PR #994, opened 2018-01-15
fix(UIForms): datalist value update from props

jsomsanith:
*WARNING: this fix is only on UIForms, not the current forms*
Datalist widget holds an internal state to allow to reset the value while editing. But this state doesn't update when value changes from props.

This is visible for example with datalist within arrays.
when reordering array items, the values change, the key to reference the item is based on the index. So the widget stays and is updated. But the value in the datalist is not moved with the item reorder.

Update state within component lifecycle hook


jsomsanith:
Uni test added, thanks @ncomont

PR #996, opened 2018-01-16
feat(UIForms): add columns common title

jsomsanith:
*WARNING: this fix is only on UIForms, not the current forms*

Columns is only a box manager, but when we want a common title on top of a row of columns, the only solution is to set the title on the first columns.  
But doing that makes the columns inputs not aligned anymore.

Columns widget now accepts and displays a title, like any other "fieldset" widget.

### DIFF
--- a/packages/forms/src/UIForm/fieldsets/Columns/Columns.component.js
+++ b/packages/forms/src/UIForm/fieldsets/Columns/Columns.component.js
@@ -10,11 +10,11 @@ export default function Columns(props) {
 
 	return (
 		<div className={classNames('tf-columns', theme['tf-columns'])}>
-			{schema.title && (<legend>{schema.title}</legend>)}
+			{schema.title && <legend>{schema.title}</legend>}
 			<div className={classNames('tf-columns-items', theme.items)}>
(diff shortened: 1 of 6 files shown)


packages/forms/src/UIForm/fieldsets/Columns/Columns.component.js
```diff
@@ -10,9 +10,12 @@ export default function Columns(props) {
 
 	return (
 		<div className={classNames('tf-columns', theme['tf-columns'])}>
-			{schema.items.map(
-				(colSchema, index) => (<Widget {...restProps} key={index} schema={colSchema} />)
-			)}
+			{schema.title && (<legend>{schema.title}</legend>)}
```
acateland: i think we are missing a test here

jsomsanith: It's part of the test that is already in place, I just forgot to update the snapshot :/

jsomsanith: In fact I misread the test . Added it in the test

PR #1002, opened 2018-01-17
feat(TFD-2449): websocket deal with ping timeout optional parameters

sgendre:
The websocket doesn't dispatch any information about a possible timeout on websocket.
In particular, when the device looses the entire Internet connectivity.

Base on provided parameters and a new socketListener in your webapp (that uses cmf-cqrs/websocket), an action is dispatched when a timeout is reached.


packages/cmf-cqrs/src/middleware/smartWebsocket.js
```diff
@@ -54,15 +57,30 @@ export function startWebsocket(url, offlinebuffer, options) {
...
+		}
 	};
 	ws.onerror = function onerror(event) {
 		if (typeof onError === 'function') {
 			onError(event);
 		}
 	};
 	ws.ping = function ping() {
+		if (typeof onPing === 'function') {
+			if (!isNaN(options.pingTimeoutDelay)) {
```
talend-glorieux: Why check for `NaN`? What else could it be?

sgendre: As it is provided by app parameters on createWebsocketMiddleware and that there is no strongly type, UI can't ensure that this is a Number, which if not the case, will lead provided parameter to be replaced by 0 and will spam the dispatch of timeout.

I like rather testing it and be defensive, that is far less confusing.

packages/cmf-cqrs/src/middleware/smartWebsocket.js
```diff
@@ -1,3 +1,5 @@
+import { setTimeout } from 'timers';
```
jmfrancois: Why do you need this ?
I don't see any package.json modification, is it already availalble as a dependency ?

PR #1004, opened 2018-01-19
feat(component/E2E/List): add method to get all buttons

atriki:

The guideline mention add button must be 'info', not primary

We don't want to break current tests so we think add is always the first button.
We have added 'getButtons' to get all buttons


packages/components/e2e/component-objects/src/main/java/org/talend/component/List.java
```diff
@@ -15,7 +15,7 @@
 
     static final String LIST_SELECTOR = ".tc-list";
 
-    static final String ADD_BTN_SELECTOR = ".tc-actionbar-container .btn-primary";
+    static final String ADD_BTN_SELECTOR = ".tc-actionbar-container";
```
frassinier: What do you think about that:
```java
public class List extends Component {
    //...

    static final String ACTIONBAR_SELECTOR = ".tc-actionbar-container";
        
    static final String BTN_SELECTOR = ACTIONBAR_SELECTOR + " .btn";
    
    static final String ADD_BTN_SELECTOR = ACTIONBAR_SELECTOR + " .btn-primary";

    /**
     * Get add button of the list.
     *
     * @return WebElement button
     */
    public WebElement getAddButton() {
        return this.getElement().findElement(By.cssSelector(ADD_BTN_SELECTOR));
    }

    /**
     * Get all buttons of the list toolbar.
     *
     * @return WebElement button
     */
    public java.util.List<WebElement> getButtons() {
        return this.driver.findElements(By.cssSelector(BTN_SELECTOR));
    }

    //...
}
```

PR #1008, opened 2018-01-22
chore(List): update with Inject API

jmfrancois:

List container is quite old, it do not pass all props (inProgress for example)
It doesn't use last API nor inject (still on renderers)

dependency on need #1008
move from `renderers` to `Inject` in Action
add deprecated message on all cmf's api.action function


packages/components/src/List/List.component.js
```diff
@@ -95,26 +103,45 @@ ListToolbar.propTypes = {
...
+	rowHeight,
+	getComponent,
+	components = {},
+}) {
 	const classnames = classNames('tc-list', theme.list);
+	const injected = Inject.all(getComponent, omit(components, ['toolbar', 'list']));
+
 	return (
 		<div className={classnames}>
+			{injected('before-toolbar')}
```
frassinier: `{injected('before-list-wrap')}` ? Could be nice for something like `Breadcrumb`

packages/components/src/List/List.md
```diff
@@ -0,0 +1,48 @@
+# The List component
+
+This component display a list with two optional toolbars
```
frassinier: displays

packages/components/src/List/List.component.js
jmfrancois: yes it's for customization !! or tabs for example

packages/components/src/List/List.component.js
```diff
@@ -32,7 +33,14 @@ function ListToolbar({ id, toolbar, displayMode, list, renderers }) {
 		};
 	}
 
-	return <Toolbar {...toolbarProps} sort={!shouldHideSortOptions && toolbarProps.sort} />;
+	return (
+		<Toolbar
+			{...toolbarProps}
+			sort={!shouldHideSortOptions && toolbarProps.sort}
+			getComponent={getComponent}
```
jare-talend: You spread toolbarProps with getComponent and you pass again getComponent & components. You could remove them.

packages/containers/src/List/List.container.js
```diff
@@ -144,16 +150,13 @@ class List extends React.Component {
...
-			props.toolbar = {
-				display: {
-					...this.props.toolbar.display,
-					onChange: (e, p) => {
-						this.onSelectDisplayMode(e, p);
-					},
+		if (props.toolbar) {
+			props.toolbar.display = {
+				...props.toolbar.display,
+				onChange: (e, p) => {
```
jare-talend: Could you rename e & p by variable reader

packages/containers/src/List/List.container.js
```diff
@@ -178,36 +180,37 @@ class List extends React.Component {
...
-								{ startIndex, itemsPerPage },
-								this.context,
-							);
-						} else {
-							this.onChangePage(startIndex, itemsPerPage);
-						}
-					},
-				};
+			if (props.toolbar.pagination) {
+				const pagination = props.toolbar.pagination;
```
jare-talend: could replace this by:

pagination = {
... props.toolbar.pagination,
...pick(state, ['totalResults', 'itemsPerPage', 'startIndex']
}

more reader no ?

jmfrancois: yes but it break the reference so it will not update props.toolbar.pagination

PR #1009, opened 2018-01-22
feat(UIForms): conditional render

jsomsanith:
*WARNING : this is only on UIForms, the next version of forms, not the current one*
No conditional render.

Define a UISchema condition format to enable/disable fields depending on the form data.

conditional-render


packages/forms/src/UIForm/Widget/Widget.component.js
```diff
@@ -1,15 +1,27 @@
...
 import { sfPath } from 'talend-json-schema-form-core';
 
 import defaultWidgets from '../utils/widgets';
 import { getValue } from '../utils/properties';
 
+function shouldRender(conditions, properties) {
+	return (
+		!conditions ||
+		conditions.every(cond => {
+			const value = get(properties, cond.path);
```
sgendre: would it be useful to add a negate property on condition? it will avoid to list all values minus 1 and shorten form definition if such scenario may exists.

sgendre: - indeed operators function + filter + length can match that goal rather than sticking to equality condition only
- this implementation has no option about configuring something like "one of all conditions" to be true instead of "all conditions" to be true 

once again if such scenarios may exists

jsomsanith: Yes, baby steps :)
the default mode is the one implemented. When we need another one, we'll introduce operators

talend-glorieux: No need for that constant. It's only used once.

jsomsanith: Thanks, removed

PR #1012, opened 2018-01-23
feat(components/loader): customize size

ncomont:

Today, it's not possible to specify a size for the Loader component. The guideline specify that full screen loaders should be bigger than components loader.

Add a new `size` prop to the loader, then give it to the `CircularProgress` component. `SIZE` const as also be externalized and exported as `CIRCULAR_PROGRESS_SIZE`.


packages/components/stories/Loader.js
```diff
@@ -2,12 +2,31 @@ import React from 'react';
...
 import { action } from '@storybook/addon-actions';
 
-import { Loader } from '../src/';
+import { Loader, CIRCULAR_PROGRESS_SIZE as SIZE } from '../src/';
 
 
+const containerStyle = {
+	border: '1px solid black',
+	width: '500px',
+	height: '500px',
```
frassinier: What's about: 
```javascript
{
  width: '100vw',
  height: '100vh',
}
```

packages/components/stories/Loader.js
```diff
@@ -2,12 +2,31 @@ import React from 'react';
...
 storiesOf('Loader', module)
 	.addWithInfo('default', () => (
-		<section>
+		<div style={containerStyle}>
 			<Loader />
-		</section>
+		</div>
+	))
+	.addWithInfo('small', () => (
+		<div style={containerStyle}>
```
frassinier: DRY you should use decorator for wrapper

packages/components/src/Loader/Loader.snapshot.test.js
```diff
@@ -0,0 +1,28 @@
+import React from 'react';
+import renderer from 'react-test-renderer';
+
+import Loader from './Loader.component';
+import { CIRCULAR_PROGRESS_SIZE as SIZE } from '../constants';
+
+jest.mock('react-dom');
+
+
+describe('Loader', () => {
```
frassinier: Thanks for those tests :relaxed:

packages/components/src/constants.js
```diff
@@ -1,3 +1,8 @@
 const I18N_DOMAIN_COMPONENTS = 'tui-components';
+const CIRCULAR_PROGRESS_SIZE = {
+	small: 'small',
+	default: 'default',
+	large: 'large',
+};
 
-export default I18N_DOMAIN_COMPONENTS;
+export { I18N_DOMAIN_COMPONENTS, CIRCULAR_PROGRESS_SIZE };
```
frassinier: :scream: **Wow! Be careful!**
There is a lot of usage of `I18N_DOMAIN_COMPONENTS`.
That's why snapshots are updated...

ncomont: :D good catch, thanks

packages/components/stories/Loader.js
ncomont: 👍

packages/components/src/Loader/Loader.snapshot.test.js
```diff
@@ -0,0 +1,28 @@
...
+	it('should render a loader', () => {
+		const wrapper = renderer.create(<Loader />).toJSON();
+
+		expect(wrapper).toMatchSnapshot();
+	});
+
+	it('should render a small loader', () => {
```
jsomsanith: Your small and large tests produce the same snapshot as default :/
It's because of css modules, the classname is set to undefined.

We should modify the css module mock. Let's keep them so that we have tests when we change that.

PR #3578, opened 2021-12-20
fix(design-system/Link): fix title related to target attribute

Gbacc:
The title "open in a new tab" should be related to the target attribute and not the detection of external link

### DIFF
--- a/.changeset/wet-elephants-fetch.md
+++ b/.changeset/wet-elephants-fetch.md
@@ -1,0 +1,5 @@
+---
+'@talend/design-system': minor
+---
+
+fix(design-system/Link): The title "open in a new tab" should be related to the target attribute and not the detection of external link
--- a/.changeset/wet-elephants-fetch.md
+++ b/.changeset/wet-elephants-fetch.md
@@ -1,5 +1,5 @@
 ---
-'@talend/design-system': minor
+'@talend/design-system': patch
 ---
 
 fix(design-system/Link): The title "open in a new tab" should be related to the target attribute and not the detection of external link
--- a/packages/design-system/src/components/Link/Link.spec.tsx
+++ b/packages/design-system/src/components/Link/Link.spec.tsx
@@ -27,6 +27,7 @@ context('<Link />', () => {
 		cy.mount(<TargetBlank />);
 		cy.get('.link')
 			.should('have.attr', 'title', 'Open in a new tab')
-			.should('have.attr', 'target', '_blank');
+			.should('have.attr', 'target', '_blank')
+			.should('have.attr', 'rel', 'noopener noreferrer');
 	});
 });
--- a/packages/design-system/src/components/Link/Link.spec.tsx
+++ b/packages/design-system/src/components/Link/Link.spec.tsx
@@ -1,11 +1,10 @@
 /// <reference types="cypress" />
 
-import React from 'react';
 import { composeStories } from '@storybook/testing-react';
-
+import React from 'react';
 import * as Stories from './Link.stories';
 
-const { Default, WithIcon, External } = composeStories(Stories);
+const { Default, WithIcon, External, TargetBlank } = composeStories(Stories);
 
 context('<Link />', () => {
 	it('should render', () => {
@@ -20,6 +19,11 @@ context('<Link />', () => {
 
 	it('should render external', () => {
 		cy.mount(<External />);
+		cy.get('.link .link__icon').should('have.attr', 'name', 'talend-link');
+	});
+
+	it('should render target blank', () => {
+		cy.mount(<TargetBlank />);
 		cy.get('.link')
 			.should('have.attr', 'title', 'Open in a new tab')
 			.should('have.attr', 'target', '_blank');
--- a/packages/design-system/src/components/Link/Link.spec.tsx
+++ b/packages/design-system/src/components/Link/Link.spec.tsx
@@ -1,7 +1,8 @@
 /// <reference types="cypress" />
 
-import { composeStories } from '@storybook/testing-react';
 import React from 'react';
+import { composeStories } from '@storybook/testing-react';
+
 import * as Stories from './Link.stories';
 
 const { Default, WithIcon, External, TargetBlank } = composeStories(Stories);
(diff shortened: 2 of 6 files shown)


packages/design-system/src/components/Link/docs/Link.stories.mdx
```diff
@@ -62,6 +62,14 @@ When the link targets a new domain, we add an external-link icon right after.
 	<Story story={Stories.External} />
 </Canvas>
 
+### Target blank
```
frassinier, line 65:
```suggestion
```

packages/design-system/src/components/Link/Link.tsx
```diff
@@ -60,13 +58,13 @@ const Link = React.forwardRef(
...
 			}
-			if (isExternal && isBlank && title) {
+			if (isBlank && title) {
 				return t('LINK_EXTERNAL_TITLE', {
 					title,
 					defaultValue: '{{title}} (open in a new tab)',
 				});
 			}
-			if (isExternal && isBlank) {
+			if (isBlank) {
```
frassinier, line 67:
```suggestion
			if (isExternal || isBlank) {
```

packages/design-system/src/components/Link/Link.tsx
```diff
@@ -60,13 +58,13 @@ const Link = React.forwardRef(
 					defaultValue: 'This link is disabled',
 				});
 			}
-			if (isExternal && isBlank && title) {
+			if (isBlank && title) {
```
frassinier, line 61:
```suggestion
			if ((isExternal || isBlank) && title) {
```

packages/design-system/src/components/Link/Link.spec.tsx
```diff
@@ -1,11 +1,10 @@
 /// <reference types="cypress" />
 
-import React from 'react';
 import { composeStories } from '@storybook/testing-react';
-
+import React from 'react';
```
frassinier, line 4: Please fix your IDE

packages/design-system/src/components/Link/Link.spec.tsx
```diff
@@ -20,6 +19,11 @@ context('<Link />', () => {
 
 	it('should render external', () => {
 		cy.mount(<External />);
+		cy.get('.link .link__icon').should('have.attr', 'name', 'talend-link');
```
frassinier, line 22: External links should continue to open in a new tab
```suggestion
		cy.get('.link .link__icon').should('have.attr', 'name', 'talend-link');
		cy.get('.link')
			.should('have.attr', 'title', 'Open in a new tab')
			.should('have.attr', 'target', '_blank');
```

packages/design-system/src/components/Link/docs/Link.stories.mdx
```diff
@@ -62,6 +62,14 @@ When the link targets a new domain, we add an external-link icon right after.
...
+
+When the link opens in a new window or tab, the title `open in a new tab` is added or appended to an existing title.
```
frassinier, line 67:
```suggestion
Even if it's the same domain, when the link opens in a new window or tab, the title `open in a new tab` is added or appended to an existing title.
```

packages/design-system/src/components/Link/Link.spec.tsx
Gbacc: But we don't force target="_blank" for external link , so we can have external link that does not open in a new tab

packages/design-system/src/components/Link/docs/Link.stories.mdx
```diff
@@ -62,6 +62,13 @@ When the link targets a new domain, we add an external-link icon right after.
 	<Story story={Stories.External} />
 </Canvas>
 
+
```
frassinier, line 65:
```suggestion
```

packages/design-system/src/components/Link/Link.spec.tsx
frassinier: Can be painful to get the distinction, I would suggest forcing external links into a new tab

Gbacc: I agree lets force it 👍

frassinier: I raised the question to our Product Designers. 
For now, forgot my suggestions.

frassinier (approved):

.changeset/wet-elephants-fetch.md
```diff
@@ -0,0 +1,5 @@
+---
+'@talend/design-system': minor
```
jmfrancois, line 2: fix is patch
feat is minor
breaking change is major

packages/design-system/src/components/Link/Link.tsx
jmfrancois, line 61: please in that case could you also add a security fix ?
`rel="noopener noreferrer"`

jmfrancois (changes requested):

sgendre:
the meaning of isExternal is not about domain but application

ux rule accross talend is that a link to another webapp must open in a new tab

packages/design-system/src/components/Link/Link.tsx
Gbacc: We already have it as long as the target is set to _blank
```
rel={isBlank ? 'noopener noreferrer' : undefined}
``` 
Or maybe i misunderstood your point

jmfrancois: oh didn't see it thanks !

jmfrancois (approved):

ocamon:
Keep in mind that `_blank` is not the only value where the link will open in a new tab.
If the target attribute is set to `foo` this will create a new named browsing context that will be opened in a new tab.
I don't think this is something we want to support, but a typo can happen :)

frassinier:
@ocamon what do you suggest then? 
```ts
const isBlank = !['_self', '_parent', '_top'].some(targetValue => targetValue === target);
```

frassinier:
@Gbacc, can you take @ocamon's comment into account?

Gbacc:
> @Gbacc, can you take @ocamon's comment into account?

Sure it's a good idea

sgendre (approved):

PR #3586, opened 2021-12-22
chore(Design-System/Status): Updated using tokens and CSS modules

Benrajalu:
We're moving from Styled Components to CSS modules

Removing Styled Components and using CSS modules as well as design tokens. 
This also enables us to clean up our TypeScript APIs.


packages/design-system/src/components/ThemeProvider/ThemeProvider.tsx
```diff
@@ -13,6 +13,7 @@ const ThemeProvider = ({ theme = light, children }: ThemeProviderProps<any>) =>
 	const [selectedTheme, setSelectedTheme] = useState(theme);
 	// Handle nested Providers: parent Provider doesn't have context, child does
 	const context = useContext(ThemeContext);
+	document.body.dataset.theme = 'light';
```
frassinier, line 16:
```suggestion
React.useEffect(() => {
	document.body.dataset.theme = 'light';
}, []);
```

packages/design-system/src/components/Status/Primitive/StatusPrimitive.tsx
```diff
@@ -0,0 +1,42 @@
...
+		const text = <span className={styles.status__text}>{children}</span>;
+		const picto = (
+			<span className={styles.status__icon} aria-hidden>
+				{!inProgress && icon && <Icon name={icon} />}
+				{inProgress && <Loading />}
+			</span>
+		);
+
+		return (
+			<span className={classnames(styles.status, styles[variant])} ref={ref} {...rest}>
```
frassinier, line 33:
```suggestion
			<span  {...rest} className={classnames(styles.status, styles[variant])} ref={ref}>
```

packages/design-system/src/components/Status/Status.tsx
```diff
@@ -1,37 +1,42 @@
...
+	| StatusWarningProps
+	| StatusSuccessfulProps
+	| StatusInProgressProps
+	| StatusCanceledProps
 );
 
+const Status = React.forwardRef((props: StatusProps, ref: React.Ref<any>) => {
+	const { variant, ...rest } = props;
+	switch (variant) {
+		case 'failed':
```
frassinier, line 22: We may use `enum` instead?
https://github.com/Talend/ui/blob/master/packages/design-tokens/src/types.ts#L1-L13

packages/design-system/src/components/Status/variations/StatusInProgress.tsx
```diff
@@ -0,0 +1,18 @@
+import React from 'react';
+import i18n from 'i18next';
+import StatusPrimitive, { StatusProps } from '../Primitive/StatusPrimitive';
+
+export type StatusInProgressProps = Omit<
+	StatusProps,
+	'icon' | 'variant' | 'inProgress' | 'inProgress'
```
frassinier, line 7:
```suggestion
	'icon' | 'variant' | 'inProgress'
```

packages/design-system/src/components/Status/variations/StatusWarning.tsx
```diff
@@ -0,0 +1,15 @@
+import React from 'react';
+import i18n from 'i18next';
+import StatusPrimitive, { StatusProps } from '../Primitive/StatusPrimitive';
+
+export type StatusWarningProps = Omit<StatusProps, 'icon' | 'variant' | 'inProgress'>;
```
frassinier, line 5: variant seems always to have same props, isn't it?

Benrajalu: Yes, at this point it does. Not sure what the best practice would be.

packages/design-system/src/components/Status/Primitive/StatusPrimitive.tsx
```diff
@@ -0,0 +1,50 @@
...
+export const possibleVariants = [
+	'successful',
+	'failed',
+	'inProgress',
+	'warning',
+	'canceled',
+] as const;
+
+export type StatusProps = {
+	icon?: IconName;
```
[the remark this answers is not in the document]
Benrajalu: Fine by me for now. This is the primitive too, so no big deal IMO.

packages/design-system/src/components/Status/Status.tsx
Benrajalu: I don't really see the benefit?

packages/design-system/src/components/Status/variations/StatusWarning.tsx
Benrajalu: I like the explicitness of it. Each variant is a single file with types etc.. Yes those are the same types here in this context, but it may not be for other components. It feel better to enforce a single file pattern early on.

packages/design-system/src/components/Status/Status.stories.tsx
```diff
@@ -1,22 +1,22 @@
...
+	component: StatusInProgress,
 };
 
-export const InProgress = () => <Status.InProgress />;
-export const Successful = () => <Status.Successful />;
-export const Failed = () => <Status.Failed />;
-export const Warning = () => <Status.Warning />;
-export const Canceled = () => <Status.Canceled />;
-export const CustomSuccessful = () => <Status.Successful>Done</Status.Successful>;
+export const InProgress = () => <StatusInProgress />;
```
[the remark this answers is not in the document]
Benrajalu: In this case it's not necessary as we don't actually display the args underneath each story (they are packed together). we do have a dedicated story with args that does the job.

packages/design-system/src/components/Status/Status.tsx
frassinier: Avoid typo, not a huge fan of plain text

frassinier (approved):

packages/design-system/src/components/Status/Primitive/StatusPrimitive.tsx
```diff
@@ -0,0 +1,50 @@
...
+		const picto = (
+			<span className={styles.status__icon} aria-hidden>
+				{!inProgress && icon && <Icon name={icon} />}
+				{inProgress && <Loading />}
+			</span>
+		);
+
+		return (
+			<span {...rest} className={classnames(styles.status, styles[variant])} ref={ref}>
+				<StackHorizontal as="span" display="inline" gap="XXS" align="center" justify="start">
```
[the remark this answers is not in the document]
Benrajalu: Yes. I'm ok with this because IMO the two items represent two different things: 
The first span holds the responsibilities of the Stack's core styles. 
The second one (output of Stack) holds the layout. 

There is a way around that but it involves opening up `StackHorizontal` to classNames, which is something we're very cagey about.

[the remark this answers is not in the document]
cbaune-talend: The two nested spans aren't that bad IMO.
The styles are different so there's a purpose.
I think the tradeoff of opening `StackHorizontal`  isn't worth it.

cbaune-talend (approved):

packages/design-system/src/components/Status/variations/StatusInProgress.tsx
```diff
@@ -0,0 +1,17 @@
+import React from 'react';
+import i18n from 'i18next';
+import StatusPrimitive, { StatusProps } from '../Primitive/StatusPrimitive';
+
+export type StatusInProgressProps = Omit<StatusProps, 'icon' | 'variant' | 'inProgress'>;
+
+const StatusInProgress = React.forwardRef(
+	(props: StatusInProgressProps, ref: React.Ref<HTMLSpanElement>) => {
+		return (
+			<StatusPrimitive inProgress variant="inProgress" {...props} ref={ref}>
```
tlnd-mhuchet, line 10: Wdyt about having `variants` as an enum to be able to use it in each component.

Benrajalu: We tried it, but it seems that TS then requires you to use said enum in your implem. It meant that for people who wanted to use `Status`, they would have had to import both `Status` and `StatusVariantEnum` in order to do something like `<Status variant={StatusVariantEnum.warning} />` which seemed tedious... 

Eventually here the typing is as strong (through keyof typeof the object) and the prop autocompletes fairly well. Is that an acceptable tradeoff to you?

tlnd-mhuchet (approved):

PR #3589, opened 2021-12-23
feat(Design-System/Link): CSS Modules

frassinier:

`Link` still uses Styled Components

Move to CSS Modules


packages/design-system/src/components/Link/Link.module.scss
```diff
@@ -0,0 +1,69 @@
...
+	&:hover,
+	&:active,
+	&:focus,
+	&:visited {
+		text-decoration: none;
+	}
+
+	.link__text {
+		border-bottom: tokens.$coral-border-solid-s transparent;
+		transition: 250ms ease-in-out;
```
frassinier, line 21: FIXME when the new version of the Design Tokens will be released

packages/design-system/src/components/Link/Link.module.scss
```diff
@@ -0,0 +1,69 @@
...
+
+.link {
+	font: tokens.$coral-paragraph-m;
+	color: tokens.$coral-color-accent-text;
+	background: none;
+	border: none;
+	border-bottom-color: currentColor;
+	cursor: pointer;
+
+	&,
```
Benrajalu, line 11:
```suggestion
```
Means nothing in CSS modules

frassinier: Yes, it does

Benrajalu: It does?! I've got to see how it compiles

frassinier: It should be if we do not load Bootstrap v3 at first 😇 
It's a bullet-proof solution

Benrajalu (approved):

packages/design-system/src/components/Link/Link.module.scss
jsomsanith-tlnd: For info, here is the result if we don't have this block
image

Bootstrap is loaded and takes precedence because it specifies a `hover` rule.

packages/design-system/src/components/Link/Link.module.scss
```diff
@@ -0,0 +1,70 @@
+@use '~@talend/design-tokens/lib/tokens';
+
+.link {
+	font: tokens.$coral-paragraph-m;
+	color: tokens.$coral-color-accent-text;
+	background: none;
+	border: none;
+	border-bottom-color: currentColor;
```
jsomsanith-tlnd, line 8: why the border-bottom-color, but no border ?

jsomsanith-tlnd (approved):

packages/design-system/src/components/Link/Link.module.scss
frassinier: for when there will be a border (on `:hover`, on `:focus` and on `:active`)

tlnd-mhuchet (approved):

__Work item__.
Out of the preceding entries, pull each line that contains the word "exists".

__The answer__.
sgendre: would it be useful to add a negate property on condition? it will avoid to list all values minus 1 and shorten form definition if such scenario may exists.
once again if such scenarios may exists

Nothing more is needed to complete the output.